Why are the id's different? I am not looking for information about the 'is' operator. I am trying to figure out why the new object created after concatenation is differs from 'y'.

Peter Mortensen
  • 30,738
  • 21
  • 105
  • 131
James Sapam
  • 16,036
  • 12
  • 50
  • 73
  • @sundarnatarajСундар its different, here i am trying to figure out why the id's are different. – James Sapam Sep 10 '14 at 04:46
  • https://www.codementor.io/python-tutorial/stack-overflow-martijn-pieters-python-optimization check this link also – sundar nataraj Sep 10 '14 at 04:48
  • The concatenation creates a *new/different* string object, albeit one with the same value – user2864740 Sep 10 '14 at 04:50
  • i am not looking about 'is' operator, i am trying to figure out why the new object created after concatenation is differ from 'y'. – James Sapam Sep 10 '14 at 04:52
  • @sapam Because it is a *different* string. The only way that the *same* object could result from the concatenation over arbitrary strings is if Python ([see `intern` here](http://stackoverflow.com/a/1504870/2864740)) performed a lookup-by-equality into cached objects (eg. the interned string pool). It does *not* do this interning in general because such an operation adds overhead (the lookup and keeping the previous values strongly referenced). If you *need* identity then perform a manual lookup into a maintained pool (although `intern` is on rare occasion appropriate), else use equality. – user2864740 Sep 10 '14 at 04:54
  • I am unable to post answer since the question is closed. I understood your query and this is the answer. `x = "123" y = "123"` In this case, both `x` and `y` will have the same `id` and hence `x is y` will return `True` . This is because python string is immutable and hence x and y points to the same object. However, if you modify the string using concatenation as you have done, you have created a different string object. Now `x` and `y` are no more identical and hence `x is y` will return `False` – cppcoder Sep 10 '14 at 05:04
  • I'm not sure this is a dup. I think the OP is asking why Python doesn't intern equal strings so they're identical, not why non-identical strings don't match with `is`. @sapam: If I'm right, please edit the question to clarify that, in which case we can reopen the question, and user2864740 or cppcoder can write an answer that explains better than a comment can. – abarnert Sep 10 '14 at 05:05
  • @abarnert - I don't see how this isn't a dup. The answer is the same as for the linked question: they're different objects. As for why, it'll be because the interpreter has access to the set of interned strings, but the concat magic method doesn't. – sapi Sep 10 '14 at 05:17
  • @cppcoder: I think the flaw in your reasoning here is that you don't *modify* the string- strings are immutable, so even though they pretend to allow modification through `+=`, you're always getting a new, separate string. – Marius Sep 10 '14 at 05:20
  • @sapi: Nonsense. `x = 0; x += 1; y = 1; x is y` will give you `True`. The `int.__add__` method doesn't have access to the interned `int` table any more than `str.__add__` has access to the interned `str` table. It's just that CPython chooses to auto-intern some things (small ints, the stock singleton constants) and not others (larger ints, strings). – abarnert Sep 10 '14 at 05:24
  • @Marius If you read my statement, I have mentioned that. `if you modify the string using concatenation as you have done, you have created a different string object` – cppcoder Sep 10 '14 at 05:34
  • Ya this question may be duplicate but one is thing for sure, the comments in this question is much more in details then the answer in the original question. So, next time please wait for sometime before you mark any question as duplicate or what ever. And Thank you so much to zxq9, abarnert, cppcoder, sapi, Marius, user2864740 for your comments. – James Sapam Sep 10 '14 at 17:36

1 Answers1

6

is refers to identity, as in the identity of the object. == refers to equality, meaning do two (or the same) object(s) have the same value.
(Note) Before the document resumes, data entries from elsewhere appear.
PR #990, opened 2026-07-03
perf: avoid Polynomial round-trips and rehashing in Function/PolynomialBase arithmetic

konn:
## Why

Profiling JijModeling's compiler (which lowers models to OMMX by folding
per-element terms into `Function`s and multiplying functions for quadratic
objectives) attributed the dominant conversion cost to `ommx`'s polynomial
arithmetic: monomial-map rehash-and-grow cycles in `PolynomialBase`
products, and — specific to the v3 code — the `Function`-level round-trip
through `Polynomial<MonomialDyn>` performed by `normalize()` on every
arithmetic operation.

### 1. `Function::normalize` without the `Polynomial` round-trip

`Add`/`Sub`/`Div` on `Function` used to call
`from_polynomial(into_polynomial(...))`, i.e. rebuild the whole term map
with `MonomialDyn` keys and then rebuild it *again* back to the target
variant — even when nothing downgrades. Each op was O(result) instead of
O(rhs), so a fold `Σᵢ fᵢ` over N small functions was quadratic in
hashing/allocation work (see benchmarks: 1.6 s to fold 10k 3-term linear
functions).

`normalize()` now inspects the keys already stored in the map (stopping at
the first monomial of maximal degree) and only rebuilds when the variant is
actually downgraded (e.g. all quadratic terms cancelled). `Add`/`Sub`/`Div`
are routed through `try_add_assign_in_place` / in-place coefficient
updates. `Sub` is implemented as `x + (-y)`, which is bit-identical to the
previous term-map subtraction (that also added `-c` per term; the existing
`sub_via_add_neg` property test pins this).

`from_polynomial` / `into_polynomial` (crate-private) lost their last
callers and are removed. The Python binding's `Function.from_polynomial`
uses `Function::from` and is unaffected.

### 2. Pre-sized / in-place `PolynomialBase` operations

* generic `Mul`: the output map is pre-sized to `n·m` (the upper bound of
  the product's term count) instead of growing through repeated
  rehash-and-grow cycles;
* `Mul<Coefficient>` / `Div<Coefficient>`: scale coefficients in place
  instead of building a second map (shared helper also used by the new
  in-place `Function` division);
* the cross-degree `&Polynomial + &Linear`-style `Add` impls are routed
  through `try_add_assign_in_place` instead of hand-rolled loops;
* new public API: `PolynomialBase::{with_capacity, reserve}`, useful for
  downstream code that accumulates terms into a polynomial (JijModeling's
  compiler wants exactly this for its conversion fast paths).

An earlier draft also reserved `rhs.num_terms()` inside
`try_add_assign_in_place`; benchmarks showed it *hurt* merges of two
similarly-sized large maps (up to +88% — the reserve forces the table to
the sum of both sizes although the union is much smaller), so the add path
is left untouched.

### 3. No `Box<dyn Iterator>` per monomial

`Monomial::ids()` becomes an RPITIT
(`fn ids(&self) -> impl Iterator<Item = VariableID> + '_`), and
`LinearMonomial::iter` / `QuadraticMonomial::iter` return concrete
iterators. These were one boxed allocation per monomial inside
`required_ids()` / `evaluate()` loops and inside every
quadratic-monomial product (visible in the `square-quadratic` results
below).

## Numerical caveat

Per-monomial results of every single operation are unchanged (the
accumulation loop order within one operation is untouched). However,
pre-sized hash maps iterate in a different order than organically grown
ones, so when an intermediate result flows into a *later* product whose
output monomial receives ≥ 3 contributions (degree-≥3 chains), the
floating-point accumulation order — hence possibly the last ulp — can
differ from the previous release, as can serialized term order.
Run-to-run determinism is unaffected (FNV is unseeded). JijModeling has
already accepted the same caveat for its own pre-sized conversion fast
paths.

## Benchmarks

`cargo bench -p ommx --bench sum` / `--bench mul` with
`--warm-up-time 1 --measurement-time 2`, aarch64 dev container (6 cores),
vs. a criterion baseline saved on `main` (d7c1325) with the same bench
additions applied.

This PR adds three Function-level bench groups
(`sum-function-linear-small-many`, `sum-function-quadratic-small-many`,
`square-function-linear`): the existing suites only exercised
`PolynomialBase` and never crossed the `normalize()` path that dominates
`Function` arithmetic.

**Function-level (new benches):**

| benchmark | main | this PR | change |
|---|---:|---:|---:|
| sum-function-linear-small-many/100 | 187.6 µs | 5.6 µs | −97.1% |
| sum-function-linear-small-many/1000 | 16.75 ms | 62.3 µs | −99.6% |
| sum-function-linear-small-many/10000 | 1.615 s | 744 µs | −99.95% (≈2200×) |
| sum-function-quadratic-small-many/100 | 452.8 µs | 12.8 µs | −97.2% |
| sum-function-quadratic-small-many/1000 | 46.09 ms | 138.9 µs | −99.7% |
| sum-function-quadratic-small-many/10000 | 5.400 s | 1.408 ms | −99.97% (≈3800×) |
| square-function-linear/10 | 4.47 µs | 1.47 µs | −67% |
| square-function-linear/100 | 463.8 µs | 201.3 µs | −56% |

(The quadratic growth of the `main` column across 100→1000→10000 is the
per-op round-trip; the patched column grows linearly.)

**PolynomialBase-level (existing benches):**

| benchmark | main | this PR | change |
|---|---:|---:|---:|
| square-linear/10 | 2.18 µs | 1.50 µs | −32% |
| square-linear/100 | 360.1 µs | 315.5 µs | −8% |
| square-quadratic/10 | 13.63 µs | 8.16 µs | −40% |
| square-quadratic/100 | 1.420 ms | 1.042 ms | −27% |
| square-polynomial/10 | 12.87 µs | 10.31 µs | −19% |
| square-polynomial/100 | 1.304 ms | 1.140 ms | −13% |

The `sum-*` / `add-*` PolynomialBase suites are unchanged within observed
run-to-run variance (±10% in this environment; the add path is
byte-identical to `main`).

## Testing

* `cargo test -p ommx` — all pass (751 unit tests + doctests), including
  the property tests for add/sub/mul ref-parity, commutativity,
  associativity, `sub_via_add_neg`, and the normalization test
  `arithmetic_normalizes_low_degree_results`.
* `cargo clippy --workspace --all-features` — no new warnings (the single
  remaining warning in `instance/penalty.rs` is pre-existing on `main`).
* `cargo fmt --all --check`, `cargo doc --no-deps -p ommx` — clean.


termoshtt (approved):
LGTM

If I change the value of x, the value of y does not change, because they are not the same object, though they have the same value. If, on the other hand, I do

x = [1, 2, 3]
y = x

and then change something about either, I will be changing the underlying object that x and y are pointing to. These are labels (references) to underlying objects, not the objects themselves, and identity is not the same thing as value.

Edit:

Imagine we make a class called Person:

class Person(object):
    def __init__(name):
        self.name = name

There is more than one "Joe Smith" in the world. But they are not the same person. This is true in Python as well:

joe1 = Person("Joe Smith")
joe2 = Person("Joe Smith")

Their identities are different, because they are different objects, despite them carrying the same name value. We could create a comparison operator on them that checks if the name values are equivalent, so then joe1 == joe2 would be true, but joe1 is joe2 will never be the same.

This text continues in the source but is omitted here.